Irish Independent editor Fionnán Sheahan called the book a polemic, noting that Rooney has called herself a Marxist and that the book features discussions about The Communist Manifesto and Doris Lessing's feminist novel The Golden Notebook.

Entertainment Weekly writers ranked the book the 10th-best of the decade, with Seija Rankin writing, "Both of Sally Rooney's novels capture the millennial ethos with raw honesty and impeccable insight. But what she broke ground with in Conversations With Friends, she perfected in Normal People."

In The New York Times, Dwight Garner wrote, "Sally Rooney's sentences are droll, nimble and matter-of-fact. There's nothing particularly special about them, except for the way she throws them. She's like one of those elite magicians who can make a playing card pierce the rind of a watermelon."

==Awards==

| Year | Award | Category | Result | Ref |
| 2018 | Costa Book Award | Novel | Won |  |
| Irish Book Award | Novel | Won |  |
| Man Booker Prize | — | Longlisted |  |
| Waterstones Book of the Year | — | Won |  |
| 2019 | British Book Award | Book of the Year | Won |  |
| Dylan Thomas Prize | — | Longlisted |  |
| Encore Award | — | Won |  |
| Kerry Group Irish Fiction Award | — | Shortlisted |  |
| Women's Prize for Fiction | — | Longlisted |  |
| The Writers' Prize | — | Longlisted |  |
| 2020 | Andrew Carnegie Medals for Excellence | Fiction | Longlisted |  |
| Europese Literatuurprijs | — | Shortlisted |  |
| International Dublin Literary Award | — | Longlisted |  |

==Adaptation==

In May 2019, BBC Three and Hulu announced that a TV series based on the novel was set to be produced. It premiered on 26 April 2020 on BBC Three and 27 April 2020 on the Australian streaming service Stan. In Ireland, the series began airing on RTÉ One on 28 April 2020. The series stars Daisy Edgar-Jones as Marianne and Paul Mescal as Connell. The show garnered critical acclaim and became BBC iPlayer's most-watched show of 2020 with over 62 million streams that year.

== Themes ==
Normal People has themes of love across class division. The main characters, Marianne and Connell, know each other from school but also because Connell's mother is a cleaner for Marianne's mother. This establishes the class divide in their relationship.

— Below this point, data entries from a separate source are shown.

PR #22, opened 2025-02-10
Update README.md

InTheCloudDan:
Fix docker instructions to move the port forwarding to before the container name and switch to short syntax. I tried with `--port-forward` locally and received `--port-forward`. I did test the updated version locally.


sd2k (approved):

sd2k:
Nice thanks!

PR #23, opened 2025-02-11
Update README.md: Use `--with-editable` from uvx for development

gitdoluquita:
I wasn't being able to see my changes being reflected when using the `--from .` command.
Using `--with-editable` you get this "Live Reload" experience.


sd2k (approved):
good spot! :+1:

PR #24, opened 2025-02-13
feat: add PoC of stateless HTTP transport

sd2k:
This is an implementation of a stateless transport over HTTP for MCP. It's not part of the official spec, but something similar will probably be added in the future.

Functionally, it just presents a single HTTP endpoint (conventionally at `/mcp`) that accepts JSONRPC messages as POST bodies, and returns JSONRPC messages as responses.

Each inbound message is validated and gets its own 'server' instance. The handler then takes care of initializing the server (which in a stateless protocol is the responsibility of the client), then forwards the inbound message to the server, and returns the server's response.

We could easily add middleware for things like authentication, similar to in #21.

This also comes with a 'client' implementation which is similar to the stdio and sse clients in the official SDK and returns a pair of read/write streams for use with a `ClientSession`. This is useful for testing or writing example MCP clients.

The idea is that this transport will be compatible with the [HTTP transport in the unofficial Go SDK][go-sdk], so we can start building examples of usage. Notably this client also supports custom headers, which will be useful for authentication.

You can test this out locally by running it like this:

```bash
uvx --with-editable . mcp-grafana --transport http
```

Then calling it like this:

```bash
curl 'localhost:8000/mcp' -d '{"jsonrpc": "2.0", "id": 1, "method": "tools/list"}'
```

[go-sdk]: https://github.com/metoro-io/mcp-golang/blob/main/examples/http_example/README.md

### DIFF
--- a/pyproject.toml
+++ b/pyproject.toml
@@ -34,3 +34,7 @@ build-backend = "hatchling.build"
 
 [tool.pytest.ini_options]
 asyncio_default_fixture_loop_scope = "session"
+
+[tool.ruff]
+line-length = 88
+target-version = "py310"
--- a/src/mcp_grafana/transports/http.py
+++ b/src/mcp_grafana/transports/http.py
@@ -179,10 +179,16 @@ async def http_client(url: str, headers: dict[str, Any] | None = None):
                 logger.debug("Waiting for request body")
                 body = await write_stream_reader.receive()
 
-                logger.debug(f"Connecting to HTTP endpoint: {url}")
+                u = httpx.URL(url)
+                u_cleaned = (
+                    u
+                    if u.userinfo == b""
+                    else u.copy_with(username="<redacted>", password="<redacted>")
+                )
+                logger.debug(f"Connecting to HTTP endpoint: {u_cleaned}")
                 async with httpx.AsyncClient(headers=headers) as client:
                     response = await client.post(
-                        url, content=body.model_dump_json(by_alias=True)
+                        u, content=body.model_dump_json(by_alias=True)
                     )
                     logger.debug(f"Received response: {response.status_code}")
                     message = types.JSONRPCMessage.model_validate_json(response.content)
--- a/src/mcp_grafana/transports/http.py
+++ b/src/mcp_grafana/transports/http.py
@@ -1,0 +1,182 @@
+import logging
+from contextlib import asynccontextmanager
+from json import JSONDecodeError
+from typing import Any, Tuple
+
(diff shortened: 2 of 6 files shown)


src/mcp_grafana/transports/http.py
```diff
@@ -0,0 +1,198 @@
...
+    read_stream, read_stream_writer, write_stream, write_stream_reader = make_streams()
+
+    async with anyio.create_task_group() as tg:
+        try:
+
+            async def http_rw():
+                logger.debug("Waiting for request body")
+                body = await write_stream_reader.receive()
+
+                logger.debug(f"Connecting to HTTP endpoint: {url}")
```
annanay25: nit: This has bitten me before when the URLs contain usernames/passwords 😬  but its behind debug so might be ok!

pyproject.toml
```diff
@@ -34,3 +34,7 @@ build-backend = "hatchling.build"
 
 [tool.pytest.ini_options]
 asyncio_default_fixture_loop_scope = "session"
+
```
annanay25, line 37: (discussed offline) Need a python version bump at the top of this file.

annanay25 (commented):
> It's not part of the official spec, but something similar will probably be added in the future.

Will it be a pain to maintain the unofficial client if this doesn't get merged into the official spec? I remember reading somewhere that we'd have to maintain our own implementation anyway, but just confirming we are ok with that outcome.

Everything else LGTM!

pyproject.toml
sd2k: Yeah I think we can do that in a separate PR anyway, it's unrelated to this PR :slightly_smiling_face:

sd2k: Oh, we already bumped requires-python to 3.11! https://github.com/grafana/mcp-grafana/pull/24/commits/c78e98abf54dcbeefb60a4a33e8aa0d60e114c61 should fix this error for 3.11, whoops.

src/mcp_grafana/transports/http.py
csmarchbanks: I wouldn't say that's ok, we commonly enable debug logging in prod as needed. We should make sure to clean the url before writing it.

sd2k: Good catch, fixed.

annanay25 (approved):
lgtm!

sd2k:
We might take inspiration from this in future, but with #29 the Python codebase is no more so this can be closed.

PR #27, opened 2025-02-22
Limit the data returned in list operations

csmarchbanks:
When running list operations against large instances even the default limits were causing things like Cursor or Claude Desktop to bail as the conversation was too large. Using summary types for these calls instead allow them to return with reasonable limits.

### DIFF
--- a/src/mcp_grafana/tools/datasources.py
+++ b/src/mcp_grafana/tools/datasources.py
@@ -1,13 +1,30 @@
+from typing import List
 from mcp.server import FastMCP
+
+from mcp_grafana.grafana_types import Datasource
 
 from ..client import grafana_client
 
 
-async def list_datasources() -> bytes:
+async def list_datasources() -> List[Datasource]:
     """
     List datasources in the Grafana instance.
     """
-    return await grafana_client.list_datasources()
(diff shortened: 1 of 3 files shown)


src/mcp_grafana/tools/datasources.py
```diff
@@ -1,13 +1,30 @@
...
+            {
+                "id": ds.id,
+                "uid": ds.uid,
+                "name": ds.name,
+                "type": ds.type,
+                "isDefault": ds.is_default,
+            }
+        )
+
+    return resp
```
sd2k, line 27: I think this type annotation is incorrect since we're returning dicts not datasource objects? Probably doesn't matter for now but mypy will probably complain if/when we add it.

Perhaps we could add a more minimal `Datasource` type instead though, since the model might be expecting to see all the fields if it's passed the schema of the `Datasource` type.

csmarchbanks: Yep, that is on the list of things to fix before I mark this as ready to review.

csmarchbanks:
Supserseded by https://github.com/grafana/mcp-grafana/pull/30.

PR #29, opened 2025-03-10
feat: rewrite MCP server in Go

sd2k:
This PR removes the existing Python implementation of the MCP server and adds a Go version.

The server can be started in either stdio or SSE mode based on the arguments. We still need to add some more flags for e.g. host and port of SSE mode.

Tools are factored into a separate package which can be imported from elsewhere. Using a similar method to the `mcp-golang` SDK, we use reflection to inspect the types of the functions and generate tool definitions, used for the `list_tools` functionality.

TODO:

- [x] add flags for host/port when running SSE mode
- [x] update README
- [ ] add/update a CONTRIBUTING doc which describes how to add new tools
- [x] re-add some integration tests (using docker-compose) and possibly cloud tests (using the mcptests Grafana cloud dev instance)
- [x] update CI to stop running Python tests
- [x] document why we're using a fork of mcp-go
- [x] rename client.go to something more appropriate

Maybe later?

- [ ] add a way to disable certain categories of tools


tools/datasources.go
```diff
@@ -0,0 +1,85 @@
...
+		return nil, fmt.Errorf("list datasources: %w", err)
+	}
+	b, err := json.Marshal(datasources.Payload)
+	if err != nil {
+		return nil, fmt.Errorf("marshal datasources: %w", err)
+	}
+	return mcp.NewToolResultText(string(b)), nil
+}
+
+var ListDatasourcesTool, ListDatasourcesHandler = mcpgrafana.MustTool(
```
csmarchbanks: Do we want to have `ListDatasourcesTool` and `ListDatasourcesHandler` exposed? I would be tempted just to run the `mcpgrafana.MustTool` command inline when adding tools.

sd2k: Mmm that would be nice. The only downside is that the description is part of the `mcpgrafana.MustTool` arguments so we'd need to reproduce that anywhere we inline the `MustTool` call... that's annoying. It would be nice if we could just export a single object with `Tool` and `Handler` properties instead, perhaps that's worth doing?

sd2k: I pushed a [commit](https://github.com/grafana/mcp-grafana/pull/29/commits/b8a111c9904ed41ead067ac07948957518ae5e6c) which I think improves these APIs by defining our own `Tool` that has a `Register` method so this can be done in a single expression rather than requiring a bunch of temporaries. I also improved the type safety using generics instead of `any`, which meant I could remove a bunch of unneeded tests :partying_face:

sd2k:
To make the migration easier for users I was hoping we could continue with our Python package and shove a platform-specific Go binary inside the package wheel, and use a tiny `main.py` which forwards to the Go executable. I think we can do that in a future PR though.

tools/datasources.go
csmarchbanks: Nice, yeah I like that more.

csmarchbanks:
I think that can be a future PR, and I am not sure if it is really necessary either. If we can have easy instructions for installing the go binary then having a Python wrapper would just make things more complicated.

csmarchbanks (approved):
I fixed one small issue with incident not working, but otherwise looks good. If my most recent commit looks ok let's get this in!

PR #30, opened 2025-03-12
Limit the amount of data returned for list tools

csmarchbanks:
List incidents and list datasources can use a lot more context than necessary when returning results. For dashboards use a custom struct that only returns a few fields. For incidents use the preview incident endpoint which returns a more concise format.


sd2k:
LGTM, just removed an unused type which I guess was used before you found the `incidentSummary` type!

PR #114, opened 2025-05-05
docs: add note for vscode

FarDust:
VSCode doesn’t auto-discover custom SSE endpoints, so this config explicitly sets the MCP server URL. Prevents silent failures and confusion when the connection to /sse isn’t resolved automatically.


SandersAaronD (approved):
This looks good to me, thanks for the PR!

PR #122, opened 2025-05-13
Prevent panic if didn't find patterns.

gitdoluquita:
Details can be nil if, for example, no logs are found. This PR prevents this tool from panicking.


csmarchbanks (commented):
If this is an expected state when no logs are found should this just return nil instead of an error?

sd2k:
Yeah I don't think this should be returning an error, it's a successful response just with no results.

gitdoluquita:
Good call! I'm still a bit unsure on what we should error and what we should raise as an error to the LLM to pickup, but I think in this case the message is clear enough.

sd2k (approved):

csmarchbanks (approved):

PR #124, opened 2025-05-14
feat: adds admin category for listing teams

eleijonmarck:
Makes use of the openapi spec to query for teams. Eventually we would perhaps want all of the "admin" management inside of it's own `admin` functionality. 

This is a small step for adding admin functionality to the MCP server


cmd/mcp-grafana/main.go
```diff
@@ -34,7 +34,7 @@ type disabledTools struct {
 
 	search, datasource, incident,
 	prometheus, loki, alerting,
-	dashboard, oncall, asserts, sift bool
+	dashboard, oncall, asserts, sift, teams bool
```
sd2k:
```suggestion
	dashboard, oncall, asserts, sift, admin bool
```

IMO we should start with this being a larger 'admin' category for things like teams, permissions, roles. We can make it more granular later but 'teams' is quite vague.

tools/teams.go
sd2k, line 1: Similarly I would start with this being `admin.go` (and renaming `AddTeamsTools` to `AddAdminTools`, etc)

sd2k (commented):
thank you! a couple of comments on categories

cmd/mcp-grafana/main.go
eleijonmarck: renamed to admin. it just makes sense

sd2k:
Nice cheers. How hard would it be to add a test? There are several integration tests (tagged with `//go:build integration`) that could serve as inspiration but I guess we can't provision teams so may need to make some API calls to setup/teardown the team...

sd2k:
note: ideally these would even be e2e tests using Python - see https://github.com/grafana/mcp-grafana/blob/9077c3fe36d4b2d280839fc124446e77b3b078e4/tests/dashboards_test.py for example

tests/admin_test.py
```diff
@@ -0,0 +1,43 @@
...
+from utils import (
+    get_converted_tools,
+    llm_tool_call_sequence,
+)
+
+pytestmark = pytest.mark.anyio
+
+@pytest.mark.parametrize("model", models)
+@pytest.mark.flaky(max_runs=3)
+async def test_create_team_tool(model: str, mcp_client: ClientSession):
```
sd2k: Should this be `test_list_teams_tool`?

tests/admin_test.py
```diff
@@ -0,0 +1,43 @@
...
+
+    # 2. Final LLM response
+    response = await acompletion(model=model, messages=messages, tools=tools)
+    content = response.choices[0].message.content
+    panel_queries_checker = CustomLLMBooleanEvaluator(
+        settings=CustomLLMBooleanSettings(
+            prompt="Does the response contain specific information about the teams in Grafana?",
+        )
+    )
+    print("content", content)
```
sd2k:
```suggestion
```

sd2k (commented):
Looks like tests are failing because we don't have any teams atm. I'll add one and rerun...

tools/admin.go
```diff
@@ -0,0 +1,39 @@
...
+
+	"github.com/mark3labs/mcp-go/server"
+
+	"github.com/grafana/grafana-openapi-client-go/client/teams"
+	"github.com/grafana/grafana-openapi-client-go/models"
+	mcpgrafana "github.com/grafana/mcp-grafana"
+)
+
+type ListTeamsParams struct {
+	Query string `json:"query" jsonschema:"description=The query to search for teams"`
```
sd2k:
```suggestion
	Query string `json:"query" jsonschema:"description=The query to search for teams. Can be left empty to fetch all teams."`
```

sd2k: I wonder if this will help the failing test?

eleijonmarck: ill test it out

eleijonmarck: i ran the tests locally and it works

eleijonmarck: > Huh, there is already a team in our test instance so I'm not sure why this is failing, left a suggestion which could help though

which instance is it testing?

sd2k: https://mcptests.grafana-dev.net

tests/admin_test.py
```diff
@@ -0,0 +1,108 @@
...
+@pytest.mark.parametrize("model", models)
+@pytest.mark.flaky(max_runs=3)
+async def test_list_teams_tool(
+    model: str, mcp_client: ClientSession, grafana_team
+):
+    tools = await get_converted_tools(mcp_client)
+    team_name = grafana_team["name"]  # Get the name of the created team
+    prompt = (
+        f"Can you list teams in Grafana? "
+        f"There should be a team named {team_name}."
```
sd2k: I think this bit should be in the judge, not the initial prompt

sd2k (approved):
LGTM, thanks for your patience!

eleijonmarck:
> LGTM, thanks for your patience!

Thx for your humble guidance!

PR #127, opened 2025-05-16
refactor: extract Grafana Client creation from context functions

sd2k:
There was a bunch of duplicated code when creating the Grafana client from
context, and I want to be able to do this in tests too, so this just refactors
the code for later.


annanay25 (approved):
lgtm

Issue #123, opened 2025-05-14
Error while running sift error logs pattern tool


kozhuhds:
Tested on `assertschief`

Error message:
```
MCP error -32603: creating investigation: failed to unmarshal response body: json: cannot unmarshal array into Go struct field .data of type tools.Investigation. body: ...
```

annanay25:
![Image](https://github.com/user-attachments/assets/b5b62132-9e1a-4916-b76c-1dd1bcfb9ffd)

![Image](https://github.com/user-attachments/assets/5a0d504f-cb69-4b03-8807-ccaae9fd4dbf)

![Image](https://github.com/user-attachments/assets/5827083a-8198-4ce4-96a9-5fb1bb1a6722)

![Image](https://github.com/user-attachments/assets/5d281033-374b-48b0-bde7-a69c99cd4e7e)

SandersAaronD:
@kozhuhds Is this still an issue for workbench? I am not sure that the error is strictly in MCP, it doesn't seem to reproduce here. We have newly added tracing to mcp server for this if it comes up, but we can close this as stale if a fix would not currently impact ongoing work.

SandersAaronD:
Per feedback this is no longer relevant so we can close it

PR #128, opened 2025-05-16
test: add test case for finding log error patterns

sd2k:
This adds a cloud integration test for the functions underlying the error pattern tool.

The commits are pretty atomic so it might be worth checking them out independently, but it's basically:

- add some logs when creating an investigation (note: we don't log any sensitive stuff, just investigation request/response and some IDs really)
- include a Grafana client in the test context, required to get Loki datasource IDs so we can fetch some examples
- when testing analysis stuff, rather than fetching just 1 investigation, fetch 10 in case the first has no analyses (which can happen if the investigation refused to start due to lack of matching log streams etc)
- add the actual test.

I had hoped this would find the cause of #123 but so far no dice :thinking:

### DIFF
--- a/tools/cloud_testing_utils.go
+++ b/tools/cloud_testing_utils.go
@@ -11,11 +11,14 @@ import (
 	mcpgrafana "github.com/grafana/mcp-grafana"
 )
 
-// createCloudTestContext creates a context with Grafana URL and API key for cloud integration tests.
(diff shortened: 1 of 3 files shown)


csmarchbanks (approved):

annanay25 (approved):
lgtm 👍

PR #132, opened 2025-05-16
feat: add more annotations to tools

sd2k:
Add the read-only, idempotent, and destructive hint annotations to tools
where appropriate.

Co-authored-by: Luccas Quadros <luccas.quadros@grafana.com>

### DIFF
--- a/tools/sift.go
+++ b/tools/sift.go
@@ -178,6 +178,8 @@ var GetSiftInvestigation = mcpgrafana.MustTool(
 	"Retrieves an existing Sift investigation by its UUID. The ID should be provided as a string in UUID format (e.g. '02adab7c-bf5b-45f2-9459-d71a2c29e11b').",
 	getSiftInvestigation,
 	mcp.WithTitleAnnotation("Get Sift investigation"),
+	mcp.WithIdempotentHintAnnotation(true),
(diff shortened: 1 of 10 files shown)


tools/sift.go
```diff
@@ -333,6 +339,7 @@ var FindErrorPatternLogs = mcpgrafana.MustTool(
 	"Searches Loki logs for elevated error patterns compared to the last day's average, waits for the analysis to complete, and returns the results including any patterns found.",
 	findErrorPatternLogs,
 	mcp.WithTitleAnnotation("Find error patterns in logs"),
+	mcp.WithReadOnlyHintAnnotation(true),
```
annanay25, line 345: do we need to add "false" on the Idempotent hint annotation? Not sure if that really affects performance

annanay25 (approved):
lgtm overall, left a minor comment

tools/sift.go
sd2k: Yeah good point actually, I'm not sure if the default is false or just 'assume nothing'...

sd2k: The [docs](https://modelcontextprotocol.io/docs/concepts/tools#available-tool-annotations) indicate that the default is `false` so I don't think we need to add the idempotent one.

Issue #134, opened 2025-05-16
Remove Asserts tools


annanay25:
We are migrating asserts tools into the Asserts plugin as we ran into a few auth related issues, and they're also easier to maintain there. This issue is to track the removal of `getAssertions` tool from this server.

annanay25:
Ben fixed the auth issue :)

xujiaxj:
All right. Let's keep it for now.

PR #135, opened 2025-05-19
fix: pass OBO auth to asserts client, if available

sd2k:
This was just missed off the original OBO PR.

Should fix the auth issues mentioned in #134.


annanay25 (approved):
lgtm!

Issue #121, opened 2025-05-13
Empty list returned on prometheus queries


leandregagnonlewis:
Hi! I am experimenting with the mcp and I observed that the `prometheus_query` tool is not working. Requests always return empty arrays even if the same queries return lot of values when I do them by myself.

Here is the output in `grafana-llm-app` plugin:
```
Tool Calls
list_datasources
{"type":"prometheus"}

Response
query_prometheus
{"datasourceUid":"eelrn8py2skcgb","expr":"up{container=\"alertmanager\"}","startRfc3339":"2023-10-01T00:00:00Z","queryType":"instant"}

Response
{
  "content": [
    {
      "type": "text",
      "text": "[]"
    }
  ]
}
```
and here is the output in grafana explore:

<img width="1485" alt="Image" src="https://github.com/user-attachments/assets/3f66ca54-d8ec-4be3-8347-20adb1ac9820" />

I have also experimented with the `mcp` with an other agent and I had the same problem.

sd2k:
Huh, this is odd. I wonder if it's to do with the very old timestamp used in `startRfc3339`? Is your Grafana Explore time range set to the same thing (October 2023)?

If that is it, I wonder if we should make the `startRfc3339` parameter optional and default it to `now` in the case that the agent doesn't actually know the current time 🤔

leandregagnonlewis:
I still get values when setting the time range start to october 2023. I don't think this parameter should have an impact on instant queries.

![Image](https://github.com/user-attachments/assets/00a40996-1dcf-4451-be9d-f35048c9b9e3)

sd2k:
I think Grafana's explore view uses the _end_ of the range as the query timestamp in instant queries. If you set it to 2023-10-10 00:00:00 to 2023-10-10 01:00:00 you will probably get no results.

My hunch is that your agent didn't have access to the current time and simply used its best guess (2023-10-10 00:00:00) in the `startRfc3339` parameter, since I can't see where else that value would come from. You could test by asking the agent to run the query at a more recent timestamp (like 2025-05-15 00:00:00).

One solution could be to give your agent access to the current time, maybe using another MCP server that adds a tool for that. In our server, we _could_ make that tool default to `now`, but I'm not sure it's the best idea since it could return undesirable results in some cases. I'll think about it some more.

leandregagnonlewis:
You are right, it works when setting the time manually . I need to find how to share my system time now

failedanswer:
[...]

PR #142, opened 2025-05-22
Add support for relative time specifications in Prometheus queries

leandregagnonlewis:
# Add support for relative time specifications in Prometheus queries

## Description
This PR adds support for relative time specifications in Prometheus queries by introducing `StartRelative` and `EndRelative` fields to the `QueryPrometheusParams` struct. This enhancement allows users to specify time ranges using human-readable formats like "now" and "now-1h" instead of having to manually format RFC3339 timestamps.

## Changes
- Added `StartRelative` and `EndRelative` string fields to `QueryPrometheusParams` struct
- Implemented `parseRelativeTime` helper function to convert relative time expressions to absolute timestamps
- Updated `queryPrometheus` function to handle both RFC3339 and relative time formats
- Added comprehensive unit tests for the new functionality
- Updated integration tests with better timestamp comparison logic
- Updated documentation to reflect the new functionality

## Implementation Details
The implementation supports two formats:
1. `now` - representing the current time
2. `now-<duration>` - representing a time in the past relative to now (e.g., "now-1h" for one hour ago)

The duration format follows Go's standard duration format (e.g., "1h", "30m", "1h30m", etc.).

## Testing
- Added unit tests for the `parseRelativeTime` function
- Updated integration tests for both instant and range queries with relative timestamps
- Improved test assertions to handle timestamp comparison with appropriate tolerances


tools/prometheus.go
```diff
@@ -103,12 +103,42 @@ var ListPrometheusMetricMetadata = mcpgrafana.MustTool(
...
-	EndRFC3339    string `json:"endRfc3339,omitempty" jsonschema:"description=The end time in RFC3339 format. Required if queryType is 'range'\\, ignored if queryType is 'instant'"`
-	StepSeconds   int    `json:"stepSeconds,omitempty" jsonschema:"description=The time series step size in seconds. Required if queryType is 'range'\\, ignored if queryType is 'instant'"`
-	QueryType     string `json:"queryType,omitempty" jsonschema:"description=The type of query to use. Either 'range' or 'instant'"`
+	DatasourceUID  string `json:"datasourceUid" jsonschema:"required,description=The UID of the datasource to query"`
+	Expr           string `json:"expr" jsonschema:"required,description=The PromQL expression to query"`
+	StartRFC3339   string `json:"startRfc3339" jsonschema:"description=The start time in RFC3339 format"`
+	EndRFC3339     string `json:"endRfc3339,omitempty" jsonschema:"description=The end time in RFC3339 format. Required if queryType is 'range'\\, ignored if queryType is 'instant'"`
+	StartRelative  string `json:"startRelative,omitempty" jsonschema:"description=The start time relative to now (e.g. 'now-1h'\\, 'now-1d'). Alternative to startRfc3339"`
```
ioanarm: I think that go’s time.ParseDuration does not support "d" or "w" as units—only hours ("h"), minutes ("m") etc. I think that some processing is required if we want to support those as well. Otherwise we can add this limitation to the tool description so "1d" can be converted to "24h" for example.

ioanarm (commented):
Hello @leandregagnonlewis! Thanks so much for adding this, really useful :) 
I started playing with it and I got an error, it seems that `ParseDuration` doesn't support days as relative time 😞

ioanarm:
Oh actually according to @sd2k comment [here](https://github.com/grafana/mcp-grafana/issues/121#issuecomment-2890801882) `gtime` package will take care of it :). Let me know if there is anything I can help with!

tools/prometheus.go
ioanarm: Oh actually according to @sd2k comment [here](https://github.com/grafana/mcp-grafana/issues/121#issuecomment-2890801882) `gtime` package will take care of it :). Let me know if there is anything I can help with!

leandregagnonlewis: Thanks for pointing that out. I went a bit too fast 😅 .  I pushed a commit to make use of `gtime` and support "d" units. It still does not support weeks though. This probably would require a custom parsing function.

tools/prometheus.go
```diff
@@ -122,19 +153,42 @@ func queryPrometheus(ctx context.Context, args QueryPrometheusParams) (model.Val
...
+			if err != nil {
+				return nil, fmt.Errorf("parsing relative end time: %w", err)
+			}
+		} else if args.EndRFC3339 != "" {
+			endTime, err = time.Parse(time.RFC3339, args.EndRFC3339)
+			if err != nil {
+				return nil, fmt.Errorf("parsing RFC3339 end time: %w", err)
+			}
+		} else {
+			return nil, fmt.Errorf("either endRfc3339 or endRelative must be provided when queryType is 'range'")
```
ioanarm: There is some code duplication here and in lines 156–169 on time parsing. Should we extract this to a small helper function? `getTime` or something?

ioanarm (commented):
Nice, one small comment!

tools/prometheus.go
leandregagnonlewis: Sure. i will also try to fix the tests!

leandregagnonlewis: Refactoring is done! But for the failing tests, it looks like an API key is missing so I can't fix it by myself

ioanarm: The workflow has been updated to skip cloud and e2e tests on fork PRs! If you try and rebase now this should be fixed 🤞 !

leandregagnonlewis: ✅

sd2k (commented):
Hey @leandregagnonlewis, thanks for the PR!

My hunch would be that we should switch to a single of each `start` and `end` parameter and accept either RFC3339 _or_ relative times (`now` etc) in that single param, rather than having multiple. That would match the way Grafana's start/end times work in the UI and should be fairly easy to handle. Do you think that would work, or can you see any downsides to that approach?

leandregagnonlewis:
> Hey @leandregagnonlewis, thanks for the PR!
> 
> My hunch would be that we should switch to a single of each `start` and `end` parameter and accept either RFC3339 _or_ relative times (`now` etc) in that single param, rather than having multiple. That would match the way Grafana's start/end times work in the UI and should be fairly easy to handle. Do you think that would work, or can you see any downsides to that approach?

I think you are right. I initially did not want to break the existing tool interface, but I guess it should not matter with an MCP server. I will work on this

tools/prometheus.go
```diff
@@ -7,6 +7,7 @@ import (
 	"strings"
 	"time"
 
+	"github.com/gogf/gf/v2/os/gtime"
```
sd2k: This isn't the correct gtime package :thinking: I was expecting the [Grafana plugin SDK's gtime package](https://pkg.go.dev/github.com/grafana/grafana-plugin-sdk-go@v0.277.1/backend/gtime#NewTimeRange). We should be able to use the `NewTimeRange` function and avoid any need for custom parsing ourselves.

sd2k (commented):
Thanks for adding the tests :+1: added a comment inline on the gtime package though.

sd2k (approved):
This is great! Thanks so much @leandregagnonlewis :muscle:

sd2k:
We should be able to reuse this in other queries (e.g. Loki) but we can cross that bridge later.

PR #154, opened 2025-06-02
ci(e2e): build/run MCP server separately, and print logs on failure

sd2k:
Before this it was hard to tell what was going wrong when the e2e tests failed because the MCP server logs are piped to a file which is never printed.

This commit builds the MCP server before running it with nohup, then prints the logs if the tests fail.


ioanarm (approved):
❤️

Marianne and Connell have different views of their socioeconomic backgrounds. Connell feels that he is trapped in a cycle where the money he spends on Marianne comes from his mother who gets it from Marianne's family whereas Marianne seems unbothered by spending money. Connell lets the class divide come between them numerous times as he fears how he will be perceived. In school, Connell is popular and well liked by his classmates, unlike Marianne. This causes him to ask her to keep their relationship secret so that people do not find out his mum works for hers.

When the pair both attend Trinity College, the class division becomes more apparent. Marianne easily fits in with her upper-class classmates who come from similar backgrounds, some of whom look down on Connell for his lower socioeconomic status. As their relationship continues, their class background drives them apart. Marianne and Connell start to find friends and partners in their respective social classes. When Marianne starts to date Jamie in their second year at university, Connell feels out of place in her world because of his lack of wealth.

Socioeconomic class drives Marianne and Connell apart as they navigate early adulthood. Rooney uses these characters to explore how class divides keep people apart.